A statistical process for quantitatively estimating the net benefit/risk from the results of the included studies.
Where to find the best evidence?
- textbooks
- journals
- phone a friend
- medine
- the cochrane library
- evidence based journals (ACP journal Club, EBM)
- internet websites (drug information websites, evidence-based practice websites, therapeutic specialty websites, healthcare websites)
Hierarchy of Evidence for Therapy Studies
(From top of triangle to bottom)
Meta-analysis of RCTs
Single RCTs
Non-randomized comparative studies
Cohort studies
Case-control studies
Non-comparative studies
Case Series (open trial)
Case reports
Expert opinion
What are synopses?
- Evidence-based journal abstracts and commentaries
- Summary of reviews or individual studies
- Easy to interpret & digest
- highly efficient
- detailed information readily available
Where to find Synopses?
- infopoems
- clinical evidence online
- bandolier
- evidence-based medicine
- therapeutics initiative
- ACP journal club
How to efficiently appraise ‘usable evidence’?
- right patient population (external validity)
- study design (right for the question)
- internal validity
- results (are they meaningful and useful? outcome measure? can they be applied to my clinical question?)
What is allocation concealment?
Happens before and during randomization.
Shields those who admit patients into a trial from knowing future assignments. The equal division for gender and age groups and other similarities are distributed equally by a computer - not by a person.
What is blinding?
Not always possible.
Happens after randomization.
Three groups to consider: patient, treatment team, treatment evaluator.
Could be double blinded or triple blinded.
Why is blinding important?
For subjective outcomes.
So patient don’t do other things to improve the outcome other than the one in the study.
What is p-value?
Probability of the data, or more extreme data, occurring in the long run when there is no treatment effect.

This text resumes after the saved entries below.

PR #340, opened 2015-09-30
Make validation account for /prisoner in preprod

tatyree:
https://preprod-prisonvisits.dsd.io 301s to production.  You can only
view the preprod site if you hit it on
https://preprod-prisonvisits.dsd.io/prisoner.  This breaks the smoke
test. I thought it would be enough to check that the URL had the correct
path in it somewhere.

How often this result, or one more extreme, will occur by chance alone.
What does p=0.013 mean?
1.3% chance the difference was due to just chance
What can account for the difference for the p-value in the trial?
- a true difference
- bias
- confounding factors
- random error (chance)
- all of the above
What the p-value does not tell us?
- if the difference is valid
- if the difference is clinically meaningful
- if the difference is real
- if the drug/therapy works
What is considered a statistically significant p=value?
p=0.05 (it’s arbitrary and by convention)

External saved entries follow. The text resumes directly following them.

PR #341, opened 2015-10-01
Make session timeout longer in development

EGiataganas:
Now the session timeout is 20 minutes for staging and production,
but for the development is 24 hours so its less aggressive now.

### DIFF
--- a/config/application.rb
+++ b/config/application.rb
@@ -42,5 +42,6 @@ module PrisonVisits2
     config.autoload_paths += %w(lib app/mailers/concerns)
     config.assets.paths << Rails.root.join('vendor', 'assets', 'moj.slot-picker', 'dist', 'stylesheets')
     config.middleware.delete 'ActiveRecord::QueryCache'
+    config.session_expire_after = 20.minutes
   end
 end
--- a/config/initializers/session_store.rb
+++ b/config/initializers/session_store.rb
@@ -3,7 +3,7 @@ SERVICE_DOMAIN = (service_url) ? URI.parse(service_url).host : nil
 
 PrisonVisits2::Application.config.session_store :cookie_store,
   key: 'pvbs',
-  expire_after: 20.minutes,
+  expire_after: Rails.configuration.session_expire_after,
   httponly: true,
   domain: SERVICE_DOMAIN,
   secure: Rails.env.production?
--- a/config/initializers/session_store.rb
+++ b/config/initializers/session_store.rb
@@ -5,6 +5,5 @@ PrisonVisits2::Application.config.session_store :cookie_store,
   key: 'pvbs',
   expire_after: 20.minutes,
   httponly: true,
-  max_age: 20.minutes,
   domain: SERVICE_DOMAIN,
   secure: Rails.env.production?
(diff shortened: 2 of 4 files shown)


config/initializers/session_store.rb
```diff
@@ -1,9 +1,16 @@
 service_url = ENV['SERVICE_URL']
 SERVICE_DOMAIN = (service_url) ? URI.parse(service_url).host : nil
+timeout_time = ENV['TIMEOUT_TIME']
```
tatyree: `TIMEOUT_TIME` is a bit redundant.  I'd prefer just `timeout` for the variable name and something more specific for the environment variable, `PVB_SESSION_TIMEOUT`, perhaps.

config/initializers/session_store.rb
```diff
@@ -1,9 +1,16 @@
...
+
+if Rails.env.developement?
```
SteveMarshall: We shouldn't be switching on `Rails.env` values; this should entirely be handled by the environment variables, possibly with a default.

config/initializers/session_store.rb
```diff
@@ -1,9 +1,16 @@
...
+  timeout_time
```
SteveMarshall: This line does nothing; should it be trying to convert `timeout_time` into minutes?

config/initializers/session_store.rb
```diff
@@ -1,9 +1,16 @@
...
+else
+  timeout_time = 20.minutes
```
SteveMarshall: This default could be handled by `ENV.fetch('TIMEOUT_TIME', 20)` or similar.

config/initializers/session_store.rb
SteveMarshall: Might be better if the environment variable was `SESSION_TIMEOUT`, maybe?

tatyree: @SteveMarshall I've currently got three apps on my machine that respond to SESSION_TIMEOUT, each with different requirements.  I'd prefer we either set it in a PVB specific dotenv file or namespace it to the app.

config/initializers/session_store.rb
```diff
@@ -3,8 +3,7 @@
 
 PrisonVisits2::Application.config.session_store :cookie_store,
   key: 'pvbs',
-  expire_after: 20.minutes,
+  expire_after: Rails.configuration.session_expires_after,
   httponly: true,
-  max_age: 20.minutes,
```
threedaymonk: We know that we don't need this because it has exactly the same function as `:expire_after`: Rails's [`CookieStore`](https://github.com/rails/rails/blob/3ac3760c69e6e6914c5ddae138856b3c82ac0f20/actionpack/lib/action_dispatch/middleware/session/cookie_store.rb#L60) is a subclass of [`Rack::Session::Abstract::ID`](https://github.com/rack/rack/blob/028438ffffd95ce1f6197d38c04fa5ea6a034a85/lib/rack/session/abstract/id.rb#L349-L350), in which they are treated identically.

config/application.rb
```diff
@@ -42,5 +42,6 @@ class Application < Rails::Application
     config.autoload_paths += %w(lib app/mailers/concerns)
     config.assets.paths << Rails.root.join('vendor', 'assets', 'moj.slot-picker', 'dist', 'stylesheets')
     config.middleware.delete 'ActiveRecord::QueryCache'
+    config.session_expires_after = 20.minutes
```
threedaymonk: I think we should rename this to `sessions_expire_after` (no s) so that it's consistent with the cookie parameter (`:expires_after`).

SteveMarshall: :+1:

SteveMarshall:
@EGiataganas Have you tested this on preprod?

EGiataganas:
@SteveMarshall Tested on pre-prod and after 20 minutes you will have redirect to session expire page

What is Confidence Interval?
-quantifies the uncertainty in measurement: a measure of the precession of the “effect estimate” from the study.

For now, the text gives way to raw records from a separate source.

PR #342, opened 2015-10-01
Make `/` only route to start page on prod

EGiataganas:
We change route so it doesn't redirect to the live environment in the
dev environment.

### DIFF
--- a/config/routes.rb
+++ b/config/routes.rb
@@ -68,5 +68,5 @@ PrisonVisits2::Application.routes.draw do
   # Legacy URLs
   get "/prisoner-details", to: redirect("/prisoner")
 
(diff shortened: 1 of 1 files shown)


config/routes.rb
```diff
@@ -68,5 +68,9 @@
   # Legacy URLs
   get "/prisoner-details", to: redirect("/prisoner")
 
-  get "/", to: redirect(ENV["GOVUK_START_PAGE"] || "https://www.gov.uk/prison-visits")
+  if Rails.env.production?
+    get "/", to: redirect(ENV["GOVUK_START_PAGE"] || "https://www.gov.uk/prison-visits")
```
SteveMarshall: I think we can probably remove the `ENV` here and maybe move the start page URL to the Rails config? @threedaymonk / @tatyree any preferences?

EGiataganas:
@SteveMarshall Tested on pre-prod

How is Confidence Interval usually reported as?
95% CI
In a very large number of repetitions of the study, 95% of all CIs obtained will contain the “true” value of the treatment effect in the population studied (assuming random sampling).
What studies need p-value and CI?
Those who are not studying the whole population.
What does the CI tell us?
the +/- of where the results might lay. we have a range but not an exact result.
The wider the range, the less we know for sure.
How do you decide if its clinically significant?
The magnitude of the difference - agreed before hand, and if you think it is.
Relative Risk Reduction (Relative numbers) (RRR)
Estimate of the percentage of baseline risk that is removed as a result of the new therapy. The problem with using RRR is that we cannot assess the actual effect size if the event rate in the control group is not known.
Useless unless you know the starting point. (a % of what?)
RRR Formula
(rate A - rate B) / rate A
or
ARR/rate A
ARR Formula
rate A - rate B
NNT
1/ARR
Absolute Risk Reduction (Absolute numbers) (ARR)
Risk difference.
The proportion of patients who are spared the adverse outcome as a result of having received the experimental rather than the control therapy.
Number Needed to be Treated (NNT)
The number of patients you need to treat to prevent one additional bad outcome (death, stroke, etc.)
Numbers Needed to be Harmed (NNH)
How many patients must receive a particular treatment for 1 additional patient to experience a particular adverse outcome.
When is ARR/NNT/NNH calculated?
Only when the result is statistically significant.
What is an effect size (ES)?
The magnitude of effect of a treatment.
When effect size is important?
When looking at several options for treatment on a disease.